* [Your assignment]
From the first line of the data below, copy each line up to the one containing "This PR adds", and include that line too.

* [Data for this task]
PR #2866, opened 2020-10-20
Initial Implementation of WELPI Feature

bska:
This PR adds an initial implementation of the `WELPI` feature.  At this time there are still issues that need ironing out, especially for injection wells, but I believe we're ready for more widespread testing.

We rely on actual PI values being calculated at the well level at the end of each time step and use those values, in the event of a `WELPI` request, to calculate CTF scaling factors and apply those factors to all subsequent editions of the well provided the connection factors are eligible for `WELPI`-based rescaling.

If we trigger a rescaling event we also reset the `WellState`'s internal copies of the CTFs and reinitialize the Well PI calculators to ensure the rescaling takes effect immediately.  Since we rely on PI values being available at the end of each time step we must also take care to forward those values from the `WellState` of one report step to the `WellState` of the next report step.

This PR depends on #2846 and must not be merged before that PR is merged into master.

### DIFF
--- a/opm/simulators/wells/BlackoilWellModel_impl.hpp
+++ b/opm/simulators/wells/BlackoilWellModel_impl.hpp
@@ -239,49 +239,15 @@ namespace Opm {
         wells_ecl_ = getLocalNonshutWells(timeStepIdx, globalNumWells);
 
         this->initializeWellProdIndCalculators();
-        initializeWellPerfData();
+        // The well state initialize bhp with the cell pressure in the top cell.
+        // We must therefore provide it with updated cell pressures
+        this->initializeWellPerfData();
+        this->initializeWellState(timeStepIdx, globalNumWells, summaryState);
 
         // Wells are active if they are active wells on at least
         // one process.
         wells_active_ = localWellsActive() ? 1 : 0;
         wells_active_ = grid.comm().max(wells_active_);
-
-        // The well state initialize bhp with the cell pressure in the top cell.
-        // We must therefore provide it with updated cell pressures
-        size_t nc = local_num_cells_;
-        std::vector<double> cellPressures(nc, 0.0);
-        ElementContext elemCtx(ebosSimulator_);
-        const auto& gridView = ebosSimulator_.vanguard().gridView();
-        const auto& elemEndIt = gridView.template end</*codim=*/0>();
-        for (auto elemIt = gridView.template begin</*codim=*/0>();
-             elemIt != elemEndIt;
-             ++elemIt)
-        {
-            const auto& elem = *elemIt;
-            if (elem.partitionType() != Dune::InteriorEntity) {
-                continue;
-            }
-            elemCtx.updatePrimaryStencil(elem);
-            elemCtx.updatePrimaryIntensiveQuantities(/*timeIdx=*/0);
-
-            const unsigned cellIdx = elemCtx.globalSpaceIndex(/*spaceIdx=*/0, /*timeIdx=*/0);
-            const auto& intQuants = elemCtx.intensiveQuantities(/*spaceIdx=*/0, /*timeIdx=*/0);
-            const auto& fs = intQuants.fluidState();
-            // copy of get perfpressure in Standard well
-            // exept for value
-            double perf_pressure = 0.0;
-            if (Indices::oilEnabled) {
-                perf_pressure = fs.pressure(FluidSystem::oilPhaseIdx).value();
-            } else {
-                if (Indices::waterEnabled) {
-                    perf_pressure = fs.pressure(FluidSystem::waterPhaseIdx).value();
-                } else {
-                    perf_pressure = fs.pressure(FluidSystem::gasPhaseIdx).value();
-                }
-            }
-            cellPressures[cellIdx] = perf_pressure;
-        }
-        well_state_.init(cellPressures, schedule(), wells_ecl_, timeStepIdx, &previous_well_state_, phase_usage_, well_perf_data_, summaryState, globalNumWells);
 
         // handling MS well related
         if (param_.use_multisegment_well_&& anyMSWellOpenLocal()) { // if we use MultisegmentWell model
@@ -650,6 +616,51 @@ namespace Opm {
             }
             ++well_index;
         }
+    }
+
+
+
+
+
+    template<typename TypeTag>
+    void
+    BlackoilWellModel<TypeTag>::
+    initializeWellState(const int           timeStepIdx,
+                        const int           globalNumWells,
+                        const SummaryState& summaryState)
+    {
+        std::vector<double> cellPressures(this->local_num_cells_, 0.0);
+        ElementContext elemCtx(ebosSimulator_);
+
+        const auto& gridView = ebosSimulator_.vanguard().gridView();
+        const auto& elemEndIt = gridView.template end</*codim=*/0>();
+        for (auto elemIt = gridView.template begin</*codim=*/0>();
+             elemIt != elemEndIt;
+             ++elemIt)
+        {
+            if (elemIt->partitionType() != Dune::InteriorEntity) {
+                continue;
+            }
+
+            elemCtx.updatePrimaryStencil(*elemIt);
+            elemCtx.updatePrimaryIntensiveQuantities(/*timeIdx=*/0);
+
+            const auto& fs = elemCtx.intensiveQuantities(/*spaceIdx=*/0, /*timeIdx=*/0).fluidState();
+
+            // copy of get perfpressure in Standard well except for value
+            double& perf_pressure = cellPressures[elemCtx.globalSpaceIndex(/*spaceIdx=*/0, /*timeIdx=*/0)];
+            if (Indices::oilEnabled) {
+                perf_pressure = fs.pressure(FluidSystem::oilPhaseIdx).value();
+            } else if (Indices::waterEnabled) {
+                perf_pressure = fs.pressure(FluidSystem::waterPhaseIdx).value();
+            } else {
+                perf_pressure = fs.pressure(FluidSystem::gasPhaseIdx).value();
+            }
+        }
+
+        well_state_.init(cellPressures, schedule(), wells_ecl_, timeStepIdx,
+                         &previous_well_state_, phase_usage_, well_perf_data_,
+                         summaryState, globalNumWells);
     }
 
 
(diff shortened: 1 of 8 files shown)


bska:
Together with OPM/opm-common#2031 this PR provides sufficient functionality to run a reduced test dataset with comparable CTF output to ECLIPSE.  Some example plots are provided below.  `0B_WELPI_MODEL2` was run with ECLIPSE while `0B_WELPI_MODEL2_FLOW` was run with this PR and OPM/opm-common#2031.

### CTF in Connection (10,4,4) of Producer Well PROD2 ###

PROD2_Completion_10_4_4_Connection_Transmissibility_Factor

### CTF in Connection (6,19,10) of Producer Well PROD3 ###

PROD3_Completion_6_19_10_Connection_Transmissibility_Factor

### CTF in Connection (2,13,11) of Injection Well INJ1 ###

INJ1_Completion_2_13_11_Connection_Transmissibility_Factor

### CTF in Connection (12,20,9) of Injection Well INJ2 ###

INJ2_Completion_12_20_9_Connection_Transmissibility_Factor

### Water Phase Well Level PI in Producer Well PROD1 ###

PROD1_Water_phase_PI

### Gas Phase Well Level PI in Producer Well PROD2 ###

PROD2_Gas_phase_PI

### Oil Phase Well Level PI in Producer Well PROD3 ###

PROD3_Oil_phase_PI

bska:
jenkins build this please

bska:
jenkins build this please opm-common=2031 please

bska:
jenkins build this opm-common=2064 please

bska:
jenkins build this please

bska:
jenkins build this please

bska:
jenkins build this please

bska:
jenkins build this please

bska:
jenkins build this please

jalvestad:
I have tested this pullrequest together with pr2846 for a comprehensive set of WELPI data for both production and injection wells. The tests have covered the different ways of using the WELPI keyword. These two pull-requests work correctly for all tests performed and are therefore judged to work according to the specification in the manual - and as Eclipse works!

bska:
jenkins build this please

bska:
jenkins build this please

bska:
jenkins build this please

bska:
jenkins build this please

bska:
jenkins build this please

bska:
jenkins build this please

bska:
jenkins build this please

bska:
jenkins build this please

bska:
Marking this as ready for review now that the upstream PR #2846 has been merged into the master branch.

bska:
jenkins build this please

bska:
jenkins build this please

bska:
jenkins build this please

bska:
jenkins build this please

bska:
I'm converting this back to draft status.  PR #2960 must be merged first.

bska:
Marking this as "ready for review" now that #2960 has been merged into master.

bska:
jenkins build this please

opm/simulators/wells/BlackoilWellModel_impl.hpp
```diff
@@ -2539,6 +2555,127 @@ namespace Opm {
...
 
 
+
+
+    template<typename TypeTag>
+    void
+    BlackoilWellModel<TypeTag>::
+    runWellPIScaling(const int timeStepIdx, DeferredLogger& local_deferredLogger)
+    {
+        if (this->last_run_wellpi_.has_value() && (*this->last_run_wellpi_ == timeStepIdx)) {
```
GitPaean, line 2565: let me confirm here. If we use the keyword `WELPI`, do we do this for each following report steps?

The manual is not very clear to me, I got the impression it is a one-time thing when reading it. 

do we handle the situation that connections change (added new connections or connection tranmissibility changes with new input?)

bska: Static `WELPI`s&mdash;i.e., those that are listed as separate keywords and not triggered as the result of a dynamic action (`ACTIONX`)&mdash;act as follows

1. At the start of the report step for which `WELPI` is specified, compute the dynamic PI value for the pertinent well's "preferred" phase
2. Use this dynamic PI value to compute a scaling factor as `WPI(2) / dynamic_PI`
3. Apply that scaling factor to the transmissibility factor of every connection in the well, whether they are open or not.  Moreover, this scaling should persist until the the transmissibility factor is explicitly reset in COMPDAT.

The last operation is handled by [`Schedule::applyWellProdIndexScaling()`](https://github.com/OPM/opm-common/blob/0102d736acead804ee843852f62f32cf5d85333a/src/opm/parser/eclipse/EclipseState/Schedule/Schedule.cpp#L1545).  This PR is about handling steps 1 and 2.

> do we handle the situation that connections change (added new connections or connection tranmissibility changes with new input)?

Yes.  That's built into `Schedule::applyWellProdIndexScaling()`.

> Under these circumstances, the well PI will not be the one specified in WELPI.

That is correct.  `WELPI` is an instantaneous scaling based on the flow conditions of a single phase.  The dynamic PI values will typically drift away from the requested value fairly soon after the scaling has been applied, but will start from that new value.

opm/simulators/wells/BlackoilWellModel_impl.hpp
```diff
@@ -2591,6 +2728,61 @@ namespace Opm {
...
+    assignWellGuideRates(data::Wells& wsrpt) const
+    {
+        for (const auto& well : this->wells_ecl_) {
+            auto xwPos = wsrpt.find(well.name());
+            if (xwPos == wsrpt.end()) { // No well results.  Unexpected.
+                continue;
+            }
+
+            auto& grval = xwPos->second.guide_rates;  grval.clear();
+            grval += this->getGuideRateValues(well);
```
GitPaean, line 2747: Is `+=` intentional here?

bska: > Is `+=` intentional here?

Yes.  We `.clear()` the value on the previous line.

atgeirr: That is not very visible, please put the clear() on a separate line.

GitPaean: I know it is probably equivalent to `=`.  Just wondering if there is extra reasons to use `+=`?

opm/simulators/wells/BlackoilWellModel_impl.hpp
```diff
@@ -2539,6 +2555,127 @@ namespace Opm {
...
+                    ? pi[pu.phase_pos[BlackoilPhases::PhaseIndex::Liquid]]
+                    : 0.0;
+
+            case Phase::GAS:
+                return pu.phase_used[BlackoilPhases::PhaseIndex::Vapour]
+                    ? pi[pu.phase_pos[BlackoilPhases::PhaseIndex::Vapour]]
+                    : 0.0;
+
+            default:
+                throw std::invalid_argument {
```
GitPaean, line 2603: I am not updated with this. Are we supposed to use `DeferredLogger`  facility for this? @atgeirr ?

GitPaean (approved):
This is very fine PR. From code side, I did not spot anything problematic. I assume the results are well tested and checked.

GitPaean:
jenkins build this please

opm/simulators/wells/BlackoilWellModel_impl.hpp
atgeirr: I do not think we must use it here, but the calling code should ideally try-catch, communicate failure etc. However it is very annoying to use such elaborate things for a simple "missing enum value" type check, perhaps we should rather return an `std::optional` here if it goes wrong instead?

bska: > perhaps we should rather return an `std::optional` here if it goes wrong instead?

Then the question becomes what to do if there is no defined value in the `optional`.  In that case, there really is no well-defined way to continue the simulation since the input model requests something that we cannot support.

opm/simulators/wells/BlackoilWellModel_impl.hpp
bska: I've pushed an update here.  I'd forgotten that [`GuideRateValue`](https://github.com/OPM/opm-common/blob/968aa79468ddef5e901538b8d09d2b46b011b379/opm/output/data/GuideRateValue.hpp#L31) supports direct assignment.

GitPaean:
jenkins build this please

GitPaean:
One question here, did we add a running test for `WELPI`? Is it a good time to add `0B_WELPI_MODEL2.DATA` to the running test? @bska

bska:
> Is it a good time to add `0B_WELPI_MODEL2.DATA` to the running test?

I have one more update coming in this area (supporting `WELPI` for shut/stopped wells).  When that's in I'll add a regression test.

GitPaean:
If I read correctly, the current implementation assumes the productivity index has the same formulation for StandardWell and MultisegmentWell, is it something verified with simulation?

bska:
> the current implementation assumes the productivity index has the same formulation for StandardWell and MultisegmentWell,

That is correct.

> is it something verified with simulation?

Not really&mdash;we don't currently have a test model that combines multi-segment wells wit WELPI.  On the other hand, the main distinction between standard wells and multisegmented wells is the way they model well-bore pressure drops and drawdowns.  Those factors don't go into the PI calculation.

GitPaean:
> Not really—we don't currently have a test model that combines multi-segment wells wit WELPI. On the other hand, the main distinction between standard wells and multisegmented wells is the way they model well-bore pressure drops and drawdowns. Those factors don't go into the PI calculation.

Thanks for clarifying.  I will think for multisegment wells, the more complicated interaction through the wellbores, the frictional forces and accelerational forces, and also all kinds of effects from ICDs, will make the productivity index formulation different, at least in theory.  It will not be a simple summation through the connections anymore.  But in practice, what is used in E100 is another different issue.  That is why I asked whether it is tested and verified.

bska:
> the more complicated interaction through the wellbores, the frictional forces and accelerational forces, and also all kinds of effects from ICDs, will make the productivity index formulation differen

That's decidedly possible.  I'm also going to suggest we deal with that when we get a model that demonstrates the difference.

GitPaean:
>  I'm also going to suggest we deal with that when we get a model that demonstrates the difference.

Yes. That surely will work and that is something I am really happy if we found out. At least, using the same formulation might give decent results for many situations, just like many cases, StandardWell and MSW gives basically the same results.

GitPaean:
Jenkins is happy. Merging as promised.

* [Answer box]
PR #2866, opened 2020-10-20
Initial Implementation of WELPI Feature

bska:
This PR adds an initial implementation of the `WELPI` feature.  At this time there are still issues that need ironing out, especially for injection wells, but I believe we're ready for more widespread testing.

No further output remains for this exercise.